Melihat kejadian ini, mahasiswa lain pun ikut meninggalkan kampus. Tentu saja, arus lalu lintas sempat macet akibat mahasiswa menuju ke jalan utama, di bilangan Abe-Sentani. 

Demonstran yang ada di kampus utama, perumnas III Waena, menggeser batu, ranting kayu hingga potongan batang  kayu ke badan jalan depan gapura utama. Mereka bergerak dan memalang gapura utama Universitas Cendrawasih Jayapura.

Mahasiswa sangat marah atas tindakan Rektor Uncen, Apolo Safanpo yang dianggap tidak koordinatif melakukan penandatanganan perjanjian kerja sama dengan pihak  Polda Papua.

Kegeraman ini memiliki muasal. Mahasiswa tidak sepakat isi perjanjian itu, jika anggota Polisi bisa mengenyam pendidikan di fakultas hukum, serta mahasiswa fakultas hukum bisa magang di lembaga Kepolisian. 

Mahasiswa juga tidak setuju poin lain dari kesepakatan itu. Yakni kerja sama untuk menjaga keamanan kampus. Poin yang membuat berang adalah,  polisi diberi kewenangan menangani demonstrasi dan pemalangan yang dilakukan mahasiswa. 

Presiden mahasiswa, Paskalis Boma angkat bicara.

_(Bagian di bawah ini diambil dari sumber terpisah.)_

PR #1476, opened 2025-06-19
Fix testutils incompatibility with soroban-ledger-snapshot

leighmcculloch:
### What

Add a `testutils` feature to `soroban-ledger-snapshot`, and use it to gate the functionality in ledger snapshots that uses the `soroban-env-host`'s `testutils` features.

### Why

In https://github.com/stellar/rs-soroban-sdk/pull/1467 the `soroban-ledger-snapshot` crate dependency on `soroban-env-host` was changed to include an always-enabled dependency on the `testutils` feature. This appears to have been done because the function `get_stored_entries` of the `Host` was changed from being always available, to only available in `testutils` mode. The `soroban-ledger-snapshot` crate uses the `get_stored_entries` function.

A side-effect of of always pulling in the `soroban-env-host` is that the `soroban-ledger-snapshot` crate became incompatible with any project that also depends on the `soroban-sdk` without its `testutil` feature enabled. This is because the `soroban_env_host::EnvBase` trait type, which is implemented by the `soroban-sdk` crate, has functions that are required when the `testutil` feature is enabled.

To resolve the above challenges with only changes to this repository the most straight-forward thing to do is to move the functionality in `soroban-ledger-snapshot` that now needs `testutils` in `soroban-env-host` behind a `testutils` feature as well, which `soroban-sdk` enables when it uses `soroban-ledger-snapshot`.

### Known Limitations

Features on traits, like `EnvBase`, inherently create situations where dependencies can get stuck in situations where they are incompatible because another dep might be dependent on the trait in the opposite state. We should probably revisit `EnvBase`'s liberal use of features, breaking it up into separate traits. Rust features should always be, where possible, additively compatible. I've opened the following issue for us to explore that sometime:
- https://github.com/stellar/rs-soroban-env/issues/1570

We may also want to revisit whether some simple getters like `get_stored_entries` truly need to be gated behind a testutils flag. Features in general come at a cost in maintenance and rigidity. Typically features in Rust projects are used to reduce dependencies, but in `soroban-env-host` we are using it to limit features in different use cases.

After https://github.com/stellar/rs-soroban-sdk/pull/1467 and the change in this PR, some of the functionality in `soroban-ledger-snapshot` crate is unusable with the `Host`, unless the `Host` is being used in `testutils` mode. Today the only uses of the library that use that functionality is when the `soroban-sdk` is also being used with `testutils` enabled, but it is feasible that we may want to use the functionality in situations where it doesn't make sense to run the `Host` in `testutils` mode. This would probably mean changing the function in `soroban-env-host` that became testutils only, to be available without `testutils` again. We don't need it today, so I'm not proposing it today.

cc @stellar/devx @stellar/contract-committers @fnando

### DIFF
--- a/soroban-sdk/Cargo.toml
+++ b/soroban-sdk/Cargo.toml
@@ -45,7 +45,6 @@ soroban-env-host = { workspace = true, features = ["testutils"] }
 soroban-ledger-snapshot = { workspace = true, features = ["testutils"] }
 stellar-xdr = { workspace = true, features = ["curr", "std"] }
 soroban-spec = { workspace = true }
-soroban-ledger-snapshot = { workspace = true }
 ed25519-dalek = "2.0.0"
 rand = "0.8.5"
 ctor = "0.2.9"


dmkozh:
> We may also want to revisit whether some simple getters like get_stored_entries truly need to be gated behind a testutils flag. Features in general come at a cost in maintenance and rigidity. Typically features in Rust projects are used to reduce dependencies, but in soroban-env-host we are using it to limit features in different use cases.

I would argue that dependency reduction is a side effect, and the primary point of 'features' is to conditionally compile, well, features, as the name suggests. And in case of `testutils` we have a pretty clear cut for what is or is not a test utility. Given that host implements the protocol, I would really hesitate about unconditionally adding any functionality that doesn't contribute into the protocol implementation. Besides making the protocol safer, I think this feature gate is really helpful for being able to ship the SDK features and test utilities without worrying about the protocol behavior changes.

While I don't mind this PR, I don't quite understand the motivation behind not enabling testutils in snapshot, specifically this part:

> today the only uses of the library that use that functionality is when the soroban-sdk is also being used with testutils enabled, but it is feasible that we may want to use the functionality in situations where it doesn't make sense to run the Host in testutils mode.

Isn't the snapshot a test utility as a whole? Also, I can't imagine a scenario where host doesn't run in testutils mode and the snapshot is used. Getting the intermediate stored entries is not something that `Host` is meant to do in the normal operation mode (which is why I've moved the function into test utils in the first place).

dmkozh (approved):

PR #1499, opened 2025-07-20
Support ref fields on contractevent structs

### LINKED ISSUE #1491: Allow for lifetime generics and ref field types in `contractevent` types
We should allow for lifetime generics and ref field types in `contractevent` types.

The `contractevent` macro doesn't allow them today because it shares a lot of the foundation that also support the `contracttype` macro, but the two macros have a big difference in that `contracttype` types have to be unpacked from a Val into a type, where-as events are always one way, only being packed into a `Val`.

It may be helpful for larger types that get put into an event field if the type can be simply reference rather than copied. For most SDK types on their own this doesn't present a problem because most SDK types are just a 64-bit integer handle. But for user-defined `contracttype`s, they could be of arbitrary size, and having to make a copy into another struct seems ashame just to do the publish.

leighmcculloch:
### What
  Add support for reference fields in `contractevent` structs, allowing borrowed values to be used in event fields.

  ### Why
  When publishing events that are made up of user-defined-types, this gives the developer the option of not copying the value into the event, instead referencing it wherever it is. This may present some optimisation opportunities over being forced to copy the value into the struct. Nothing about this change requires the use of references, it merely makes it allowed rather than disallowed.

Close #1491


soroban-sdk-macros/src/derive_event.rs
```diff
@@ -244,7 +250,14 @@ fn derive_impls(args: &ContractEventArgs, input: &DeriveInput) -> Result<TokenSt
         },
         DataFormat::Vec => quote! {
             use #path::IntoVal;
-            (#(&self.#data_idents,)*).into_val(env)
+            (
+                #(
+                    {
+                        let val: #path::Val = self.#data_idents.into_val(env);
```
leighmcculloch, line 256: I changed this conversion to preconvert to a `Val`, so that the macro code didn't need to handle the case where the field is a ref or not, which would otherwise complicate it. There should be no harm in doing this.

leighmcculloch:
A side note that we may want to allow reference fields on `contracttype` for the same reason. Although, any type with reference fields can only be used when writing contract storage, not reading it. So the utility is limited, but may be useful for optimisations.

soroban-sdk-macros/src/derive_event.rs
```diff
@@ -244,7 +250,14 @@ fn derive_impls(args: &ContractEventArgs, input: &DeriveInput) -> Result<TokenSt
...
+                        val
+                    },
```
leighmcculloch: This should be simplified to the following once #1502 is merged.
```suggestion
                    &self.#data_idents,
```

graydon (approved):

Ia mengatakan, perjanjian itu jauh dari tujuan dari pendirian kampus. Kampus kata Boma, harus berdiri independen dengan lembaga manapun, kecuali dalam kerja sama akademik.

"Kerja sama ini bukan soal keamanan kampus. Mahasiswa bisa menangani  sendiri," kata Boma kepada Jubi disela-sela demonstrasi, Kamis (9/3/2018).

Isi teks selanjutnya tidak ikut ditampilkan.